## Exercise aim:
Could you return every record below without changing a word?

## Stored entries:
┌──
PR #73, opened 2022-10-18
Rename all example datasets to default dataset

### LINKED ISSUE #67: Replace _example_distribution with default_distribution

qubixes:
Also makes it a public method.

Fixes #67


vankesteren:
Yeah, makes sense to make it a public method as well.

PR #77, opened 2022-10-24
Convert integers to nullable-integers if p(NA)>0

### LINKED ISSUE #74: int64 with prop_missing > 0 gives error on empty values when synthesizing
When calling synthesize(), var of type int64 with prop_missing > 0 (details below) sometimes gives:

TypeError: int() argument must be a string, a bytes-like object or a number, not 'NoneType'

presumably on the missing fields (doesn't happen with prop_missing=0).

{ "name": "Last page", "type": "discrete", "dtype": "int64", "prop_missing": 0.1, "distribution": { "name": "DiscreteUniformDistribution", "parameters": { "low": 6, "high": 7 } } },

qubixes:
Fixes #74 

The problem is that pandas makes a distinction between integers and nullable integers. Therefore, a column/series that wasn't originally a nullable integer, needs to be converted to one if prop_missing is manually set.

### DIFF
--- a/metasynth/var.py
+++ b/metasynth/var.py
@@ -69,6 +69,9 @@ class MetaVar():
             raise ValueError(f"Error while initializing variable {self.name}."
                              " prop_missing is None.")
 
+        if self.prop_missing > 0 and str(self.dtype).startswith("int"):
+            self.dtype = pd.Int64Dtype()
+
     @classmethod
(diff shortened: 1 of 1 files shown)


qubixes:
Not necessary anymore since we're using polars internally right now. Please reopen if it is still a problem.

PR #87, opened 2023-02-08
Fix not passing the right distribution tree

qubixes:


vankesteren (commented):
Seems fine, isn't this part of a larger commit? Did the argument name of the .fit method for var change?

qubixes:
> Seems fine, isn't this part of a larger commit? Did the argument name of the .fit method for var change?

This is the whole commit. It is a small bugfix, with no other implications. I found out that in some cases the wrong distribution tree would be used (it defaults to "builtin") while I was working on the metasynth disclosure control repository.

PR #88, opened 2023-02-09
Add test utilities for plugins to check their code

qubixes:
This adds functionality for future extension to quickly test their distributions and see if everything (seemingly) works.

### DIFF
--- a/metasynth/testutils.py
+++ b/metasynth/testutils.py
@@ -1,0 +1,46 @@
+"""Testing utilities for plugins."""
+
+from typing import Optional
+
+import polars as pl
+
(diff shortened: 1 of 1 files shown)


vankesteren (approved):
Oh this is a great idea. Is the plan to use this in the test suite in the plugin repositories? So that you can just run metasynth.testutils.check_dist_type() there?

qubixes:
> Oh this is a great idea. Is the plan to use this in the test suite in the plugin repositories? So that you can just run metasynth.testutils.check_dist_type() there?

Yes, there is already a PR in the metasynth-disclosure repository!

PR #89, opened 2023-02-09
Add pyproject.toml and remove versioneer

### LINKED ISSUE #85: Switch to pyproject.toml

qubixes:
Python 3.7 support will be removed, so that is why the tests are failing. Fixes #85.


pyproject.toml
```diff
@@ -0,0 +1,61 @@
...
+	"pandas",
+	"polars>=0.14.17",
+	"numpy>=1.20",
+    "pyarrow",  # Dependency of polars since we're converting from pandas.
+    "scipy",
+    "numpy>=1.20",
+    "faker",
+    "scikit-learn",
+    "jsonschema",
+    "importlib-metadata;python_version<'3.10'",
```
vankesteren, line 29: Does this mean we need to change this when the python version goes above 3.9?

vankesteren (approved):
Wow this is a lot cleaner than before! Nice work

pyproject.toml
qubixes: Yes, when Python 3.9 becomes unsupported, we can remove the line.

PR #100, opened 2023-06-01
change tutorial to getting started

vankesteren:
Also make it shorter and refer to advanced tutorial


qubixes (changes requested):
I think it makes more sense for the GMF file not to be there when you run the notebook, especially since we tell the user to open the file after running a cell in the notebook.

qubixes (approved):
└──
## Solution to the problem:
PR #73, opened 2022-10-18
Rename all example datasets to default dataset

### LINKED ISSUE #67: Replace _example_distribution with default_distribution

qubixes:
Also makes it a public method.

Fixes #67


vankesteren:
Yeah, makes sense to make it a public method as well.

PR #77, opened 2022-10-24
Convert integers to nullable-integers if p(NA)>0

### LINKED ISSUE #74: int64 with prop_missing > 0 gives error on empty values when synthesizing
When calling synthesize(), var of type int64 with prop_missing > 0 (details below) sometimes gives:

TypeError: int() argument must be a string, a bytes-like object or a number, not 'NoneType'

presumably on the missing fields (doesn't happen with prop_missing=0).

{ "name": "Last page", "type": "discrete", "dtype": "int64", "prop_missing": 0.1, "distribution": { "name": "DiscreteUniformDistribution", "parameters": { "low": 6, "high": 7 } } },

qubixes:
Fixes #74 

The problem is that pandas makes a distinction between integers and nullable integers. Therefore, a column/series that wasn't originally a nullable integer, needs to be converted to one if prop_missing is manually set.

### DIFF
--- a/metasynth/var.py
+++ b/metasynth/var.py
@@ -69,6 +69,9 @@ class MetaVar():
             raise ValueError(f"Error while initializing variable {self.name}."
                              " prop_missing is None.")
 
+        if self.prop_missing > 0 and str(self.dtype).startswith("int"):
+            self.dtype = pd.Int64Dtype()
+
     @classmethod
(diff shortened: 1 of 1 files shown)


qubixes:
Not necessary anymore since we're using polars internally right now. Please reopen if it is still a problem.

PR #87, opened 2023-02-08
Fix not passing the right distribution tree

qubixes:


vankesteren (commented):
Seems fine, isn't this part of a larger commit? Did the argument name of the .fit method for var change?

qubixes:
> Seems fine, isn't this part of a larger commit? Did the argument name of the .fit method for var change?

This is the whole commit. It is a small bugfix, with no other implications. I found out that in some cases the wrong distribution tree would be used (it defaults to "builtin") while I was working on the metasynth disclosure control repository.

PR #88, opened 2023-02-09
Add test utilities for plugins to check their code

qubixes:
This adds functionality for future extension to quickly test their distributions and see if everything (seemingly) works.

### DIFF
--- a/metasynth/testutils.py
+++ b/metasynth/testutils.py
@@ -1,0 +1,46 @@
+"""Testing utilities for plugins."""
+
+from typing import Optional
+
+import polars as pl
+
(diff shortened: 1 of 1 files shown)


vankesteren (approved):
Oh this is a great idea. Is the plan to use this in the test suite in the plugin repositories? So that you can just run metasynth.testutils.check_dist_type() there?

qubixes:
> Oh this is a great idea. Is the plan to use this in the test suite in the plugin repositories? So that you can just run metasynth.testutils.check_dist_type() there?

Yes, there is already a PR in the metasynth-disclosure repository!

PR #89, opened 2023-02-09
Add pyproject.toml and remove versioneer

### LINKED ISSUE #85: Switch to pyproject.toml

qubixes:
Python 3.7 support will be removed, so that is why the tests are failing. Fixes #85.


pyproject.toml
```diff
@@ -0,0 +1,61 @@
...
+	"pandas",
+	"polars>=0.14.17",
+	"numpy>=1.20",
+    "pyarrow",  # Dependency of polars since we're converting from pandas.
+    "scipy",
+    "numpy>=1.20",
+    "faker",
+    "scikit-learn",
+    "jsonschema",
+    "importlib-metadata;python_version<'3.10'",
```
vankesteren, line 29: Does this mean we need to change this when the python version goes above 3.9?

vankesteren (approved):
Wow this is a lot cleaner than before! Nice work

pyproject.toml
qubixes: Yes, when Python 3.9 becomes unsupported, we can remove the line.

PR #100, opened 2023-06-01
change tutorial to getting started

vankesteren:
Also make it shorter and refer to advanced tutorial


qubixes (changes requested):
I think it makes more sense for the GMF file not to be there when you run the notebook, especially since we tell the user to open the file after running a cell in the notebook.

qubixes (approved):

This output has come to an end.